Injectables are safe
First-line injectables have a “very well-classified” and the best safety profile of all the available treatments for MS, and their monitoring burden is minimal, Zakaria said.
With 25 years of experience in the market, they have not been associated with opportunistic infections or malignancies.
According to Zakaria, issues with injectables include adherence (compliance with treatment) and persistence (continuing treatment). However, non-adherence is not only a problem of injectables, but also of oral therapies.
Among others, a U.S. study shows that over the first one to five years of treatment, 25–40% of injectable users and nearly 30% of oral therapy initiators had stopped treatment or were considered non-adherent.
The good news is that it is possible to change patients’ adherence and persistence, Zakaria said: “You can change it by sharing decision-making; you can change it by motivation; you can change it by frequent counseling; you can change it by electronic devices, by auto-injectors.”
Another important topic when referring to safety is pregnancy, which “is definitely one of the strongest points of the injectables,” Zakaria said.
No wash-out period is required, and the label of many of these injectables is currently being re-evaluated to be used during pregnancy. Both ECTRIMS 2018 guidelines and the U.K. consensus agree that injectables, interferons included, can be used until pregnancy is confirmed, or until conception.
Findings from the German MS registry, accompanying 251 pregnant women exposed to interferons during the first trimester, and 194 women non-exposed, showed no differences in birth weight, birth length, spontaneous abortions, or congenital anomalies.
In contrast, in clinical practice, experts recommend stopping Tecfidera before conception, although preliminary data suggest it may be safe for pregnant women.

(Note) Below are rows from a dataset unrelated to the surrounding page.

PR #133, opened 2016-08-31
Start agents after boostrapping

ahawkins:
This fixes a race condition where the agents may accept jobs before bootstrapping completes.

### DIFF
--- a/templates/buildkite-elastic.yml
+++ b/templates/buildkite-elastic.yml
@@ -423,14 +423,6 @@ Resources:
 
                 service awslogs restart
 
-                # Setup and start services
-
-                for i in \$(seq 1 $(AgentsPerInstance)); do
-                  cp /etc/buildkite-agent/init.d.tmpl /etc/init.d/buildkite-agent-\${i}
-                  service buildkite-agent-\${i} start
-                  chkconfig --add buildkite-agent-\${i}
-                done
-
             05-fetch-authorized-users:
               test: test -n "$(AuthorizedUsersUrl)"
               command: |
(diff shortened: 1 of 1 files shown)


shuber:
@ahawkins What happens when these agents accept jobs before bootstrapping? Just curious what kind of errors or log output you're seeing in these cases.

ahawkins:
Depends on what you do in the bootstrap script. I install vagrant in my
bootstrap script. My env hook invokes "vagrant --version". Thus
depending on when the agent accepts the job that build will pass/fail
depending if the bootstrap completed.


On Wed, Aug 31, 2016, at 11:33 PM, Sean Huber wrote:
> @ahawkins[1] What happens when these agents accept jobs before
> bootstrapping? Just curious what kind of errors or log output you're
> seeing in these cases.
> — You are receiving this because you were mentioned. Reply to this
> email directly, view it on GitHub[2], or mute the thread[3].
>


Links:

  1. https://github.com/ahawkins
  2. https://github.com/buildkite/elastic-ci-stack-for-aws/pull/133#issuecomment-243848989

shuber:
Nice I think I've seen similar behavior before where some agents can't parse our secrets from the S3 bucket when they first boot up. It only happens occasionally and I suspect this could be what's causing it.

Cost-effectiveness not comparable across countries
Cross-country comparisons regarding cost-effectiveness are not valid, Zakaria said.

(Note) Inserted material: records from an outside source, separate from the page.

PR #134, opened 2016-09-01
[WIP] Per-instance SQS autoscaling message queues

toolmantim:
One solution for #130 is to switch to per-instance SQS queues, still using lifecycled, and each one subscribes to the SNS topic with the autoscaling events.

Instances will create their SQS queue on init, and then delete the SQS queue once lifecycled has completed.

- [x] Initial cut of demo code
- [ ] Finish code & roles & testing

### DIFF
--- a/templates/buildkite-elastic.yml
+++ b/templates/buildkite-elastic.yml
@@ -246,8 +246,8 @@ Resources:
             Resource: "*"
           - Effect: Allow
             Action:
-              - sqs:*
-            Resource: $(AgentLifecycleQueue[Arn])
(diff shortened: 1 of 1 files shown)


lox:
Hmmmm, I wonder if there is some other way to do this without the complexity of creating and managing all these extra queues. 

If we cut the timeouts down massively in https://github.com/lox/lifecycled/pull/4 and write some load tests in there to see what the timeframes look like, will that address the issue?

toolmantim:
This isn't needed due to #135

Cost-effectiveness thresholds (which define whether a given treatment is cost-effective) greatly vary between low- and middle-income countries. They depend on each country’s gross domestic product per capita (GDP). According to the World Health Organization (WHO), to be cost-effective, a treatment should cost less than three times the GDP for each disability-adjusted life-year (DALY) prevented.

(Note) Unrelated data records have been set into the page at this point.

PR #135, opened 2016-09-01
Replace lifecycled without SNS/SQS

sj26:
We've had some trouble with SQS lifecycle handling, so we can try something a little less sophisticated and _POLL FOR GREAT JUSTICE_. Maybe. Haha.

It definitely works:

screenshot 2016-09-01 18 09 23


templates/buildkite-elastic.yml
```diff
@@ -442,22 +466,28 @@ Resources:
             06-run-bootstrap-script:
               test: test -n "$(BootstrapScriptUrl)"
               command: |
-                #!/bin/bash -euo pipefail
```
sj26: (This option caused an error for me)

toolmantim:
Fixes #130

toolmantim:
Stack JSON URL: `https://s3.amazonaws.com/buildkite-aws-stack/lifecycled-the-second/aws-stack.json`

lox:
:(

toolmantim:
Sorry @lox! Turns out you can do a `CONTINUE` without a lifecycle action token, and just the instance id. The docs/guide/examples don't make that obvious at all.

Which means you can just poll your own state to see the state change.

templates/buildkite-elastic.yml
```diff
@@ -428,7 +428,7 @@ Resources:
                                        --query AutoScalingInstances[].LifecycleState --output text)"
                   logger -t lifecycled "Lifecycle state for \$INSTANCE_ID: \$LIFECYCLE_STATE"
                   if [[ "\$LIFECYCLE_STATE" == "Terminating:Wait" ]]; then
-                    logger -t lifecycled "Time to shut it all down!"
```
sj26: Oh sorry, this would have broken. Woops!

sj26: Oh no, it did work in the example. Perhaps it's too enthusiastic, though.

toolmantim:
Rolling updates work AOK, scaling up and down works AOK. I think this is good to 🚀

toolmantim:
This seems to be working well 👍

Zakaria also noted that in the EU’s Big 5 economies (France, Germany, Italy, Spain, and the U.K.) “you have at least 37.6% using injectables.”
If you see that a patient profile “can still benefit from the first-line injectables, then I urge you not to exclude them from the management spectrum of MS,” he concluded.
Final remarks and poll results
In his final remarks, Zakaria said: “As clinicians, the important thing is to have close communication with your patient. Even if you use a medication that is under question … the important thing is to follow the patient closely. As long as the patient is benefiting — whether he is benefiting really or is a placebo effect — then you can continue on.”
“We should question what we do. If a drug costs very little, if it’s a cheap placebo as I said, and it doesn’t harm the patient, I’m OK because it means the patient gets taken care of. But if we have a price level in Europe of 10,000 euros a year … then I think we are not spending the resources of society wisely,” Kobelt said in her concluding statement.
Before the debate, the poll results on Twitter showed that 54% of those who voted agreed that injectables were inappropriate, while 46% disagreed. At the end of the presentation, however, the result shifted, with final results showing 40% agreeing that injectables were inappropriate and 60% disagreeing, making Zakaria the winner of the burning debate.